Joseph Edwards Jr. (November 11, 1737 – April 23, 1783) was an American silversmith, active in Boston.

Edwards was born into a distinguished family of Boston silversmiths. His grandfather, John Edwards (1671-1746), came to Boston in 1688; after his death, he was described in the Boston Evening-Post of April 14, 1746, as "John Edwards, goldsmith" and "a Gentleman of a very fair Character and well respected by all that knew him." Three of his sons - Joseph Edwards (1707-1777) senior, Samuel Edwards, and Thomas Edwards - also became silversmiths.
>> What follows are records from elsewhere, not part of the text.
PR #877, opened 2018-09-03
Add default Prometheus query range route for Grafana integration

robskillington:


src/query/api/v1/handler/prometheus/native/common.go
```diff
@@ -61,7 +61,15 @@ func parseTime(r *http.Request, key string) (time.Time, error) {
 // nolint: unparam
 func parseDuration(r *http.Request, key string) (time.Duration, error) {
 	if d := r.FormValue(key); d != "" {
-		return time.ParseDuration(d)
+		value, firstErr := time.ParseDuration(d)
+		if firstErr != nil {
+			// Try parsing as an integer value specifying seconds, the Prometheus default
+			if seconds, err := strconv.ParseInt(d, 10, 64); err == nil {
+				value = time.Duration(seconds) * time.Second
```
arnikola: nit: `return time.Duration(seconds) * time.Second, nil`?

src/query/api/v1/handler/prometheus/native/common.go
```diff
@@ -128,38 +136,47 @@ func parseParams(r *http.Request) (models.RequestParams, *handler.ParseError) {
 	return params, nil
 }
 
-func parseTarget(r *http.Request) (string, error) {
-	targetQueries, ok := r.URL.Query()[targetParam]
-	if !ok || len(targetQueries) == 0 || targetQueries[0] == "" {
+func parseQuery(r *http.Request) (string, error) {
+	queries, ok := r.URL.Query()[queryParam]
+	if !ok || len(queries) == 0 || queries[0] == "" {
 		return "", errors.ErrNoTargetFound
```
arnikola: nit: rename `ErrNoTargetFound` to `ErrNoQueryFound`?

src/query/api/v1/handler/prometheus/native/common_test.go
```diff
@@ -82,3 +88,103 @@ func TestValueToProm(t *testing.T) {
...
+					],
+					"step_size_ms": 0
+				}
+			]
+		}
+	}
+	`)
+
+	actual := mustPrettyJSON(t, buffer.String())
+
```
arnikola: nit: unnecessary newline

src/query/api/v1/handler/prometheus/native/common.go
```diff
@@ -42,7 +42,7 @@ import (
 const (
 	endParam          = "end"
 	startParam        = "start"
-	targetParam       = "target"
+	queryParam        = "query"
```
arnikola: Is this going to work fine for the prometheus remote read end point?

arnikola: Oh wait, this is the native end point, not the remote read one. Never mind!

arnikola:
There's a couple of places which still use `target` rather than `query`, notably `RequestParams`

src/query/api/v1/handler/prometheus/native/common.go
robskillington: Good call, also refactored the initial form value if/else too.

src/query/api/v1/handler/prometheus/native/common.go
robskillington: Sounds good.

src/query/ts/values.go
```diff
@@ -107,17 +107,17 @@ func (b *fixedResolutionValues) StartTime() time.Time {
 
 // Resolution returns resolution per step
 func (b *fixedResolutionValues) Resolution() time.Duration {
-	return b.MillisPerStep()
+	return b.MillisPerStep() * time.Millisecond
```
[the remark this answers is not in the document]
arnikola: Looks like semaphore's failing a few unit tests, this seems like the likely culprit

src/cmd/services/m3query/scripts/prom-m3-diff.sh
```diff
@@ -10,13 +10,14 @@ m3port="localhost:7201"
...
 curl -fsS $promport/status > /dev/null || { echo "Prom port not open";  exit 1; }
 curl -fsS $m3port/health > /dev/null || { echo "M3Query port not open";  exit 1; }
-m3command="$m3port/api/v1/prom/native/read?start=$start&end=$end&step=$step&debug=true --data-urlencode target=$target"
-promcommand="$promport/api/v1/query_range?start=$start&end=$end&step=$step --data-urlencode query=$target"
-echo $m3command
-echo $promcommand
-curl -G $m3command > m3out
-curl -G $promcommand > promout
-jq ".[]|.tags,.datapoints" m3out > m3result
+queryurl="/api/v1/query_range?start=$start&end=$end&step=$step --data-urlencode query=$target"
```
nikunjgit: sweet!

scripts/integration-tests/prometheus/prometheus-integration-test.sh
```diff
@@ -126,6 +126,8 @@ echo "Sleep for 30 seconds to let the remote write endpoint generate some data"
 
 sleep 30
 
+# Ensure Prometheus can proxy a Prometheus query
```
nikunjgit: do you also want to test m3query directly ?

src/query/api/v1/httpd/handler.go
```diff
@@ -120,7 +122,14 @@ func (h *Handler) RegisterRoutes() error {
 
 	h.Router.HandleFunc(remote.PromReadURL, logged(promRemoteReadHandler).ServeHTTP).Methods(remote.PromReadHTTPMethod)
 	h.Router.HandleFunc(remote.PromWriteURL, logged(promRemoteWriteHandler).ServeHTTP).Methods(remote.PromWriteHTTPMethod)
-	h.Router.HandleFunc(native.PromReadURL, logged(native.NewPromReadHandler(h.engine)).ServeHTTP).Methods(native.PromReadHTTPMethod)
+
+	// Prometheus native query endpoints, registered under both the default
+	// Prometheus server route and the Prometheus native read endpoint route
+	promNativeRead := logged(native.NewPromReadHandler(h.engine)).ServeHTTP
+	h.Router.HandleFunc(prometheus.DefaultQueryRangeURL, promNativeRead).Methods(prometheus.DefaultQueryRangeMethod)
```
nikunjgit: does it make sense to have both or shall we just update native.PromReadURL to point to /api/v1/query_range ?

The young Edwards appears to have apprenticed in the family, and advertised his own trade as early as 1758. According to a report in the Boston News-Letter of March 21, 1765, a thief broke into his shop and stole the following items: "34 pairs of wrought Silver Shoe Buckles, 20 pair of similar knee buckles, 6 pair of plain shoe buckles, 2 Silver Snuff Boxes, one with a Tortoise Shell Top, 9 Stock Buckles, 3 gold Necklaces, 5 gold Rings, several pair Stone Buttons, 3 pair brilliant Stone Earings, set in Gold, 5 pair gold cypher earings, several pair of silver cypher earings, several stone Rings; a Box of Gold Beads; 3 child’s Whistles; one pair of gold Buttons and 1 silver Pipe."

His work is collected in the Museum of Fine Arts, Boston, Metropolitan Museum of Art, Museum of Fine Arts, Houston, and Yale University Art Gallery.